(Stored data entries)
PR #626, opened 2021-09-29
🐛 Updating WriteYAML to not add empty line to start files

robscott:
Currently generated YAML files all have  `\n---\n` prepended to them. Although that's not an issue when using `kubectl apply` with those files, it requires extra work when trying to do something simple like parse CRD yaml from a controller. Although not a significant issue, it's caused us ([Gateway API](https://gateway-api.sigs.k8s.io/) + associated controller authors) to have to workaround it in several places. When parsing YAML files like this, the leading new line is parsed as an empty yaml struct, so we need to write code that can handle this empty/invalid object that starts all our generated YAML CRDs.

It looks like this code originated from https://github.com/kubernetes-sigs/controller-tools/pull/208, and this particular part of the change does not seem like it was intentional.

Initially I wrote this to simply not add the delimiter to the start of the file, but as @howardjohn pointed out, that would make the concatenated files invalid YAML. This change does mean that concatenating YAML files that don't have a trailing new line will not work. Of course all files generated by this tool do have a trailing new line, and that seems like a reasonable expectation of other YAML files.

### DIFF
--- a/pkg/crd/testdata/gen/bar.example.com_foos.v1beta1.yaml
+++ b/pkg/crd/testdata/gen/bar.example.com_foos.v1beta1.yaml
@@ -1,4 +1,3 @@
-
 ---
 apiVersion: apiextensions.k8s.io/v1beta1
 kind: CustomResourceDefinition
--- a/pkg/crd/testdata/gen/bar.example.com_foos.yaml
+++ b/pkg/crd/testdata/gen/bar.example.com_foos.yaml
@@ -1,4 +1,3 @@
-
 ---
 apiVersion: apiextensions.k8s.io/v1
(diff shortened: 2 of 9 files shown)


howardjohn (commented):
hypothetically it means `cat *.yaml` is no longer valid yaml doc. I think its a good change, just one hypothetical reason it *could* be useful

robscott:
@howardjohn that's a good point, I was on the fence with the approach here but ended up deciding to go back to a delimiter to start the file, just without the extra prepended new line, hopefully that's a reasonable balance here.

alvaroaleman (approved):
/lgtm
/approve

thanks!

__Task to carry out__
Lines with "apiVersion": return each one from the data above.

__Result of this exercise__
 apiVersion: apiextensions.k8s.io/v1beta1
 apiVersion: apiextensions.k8s.io/v1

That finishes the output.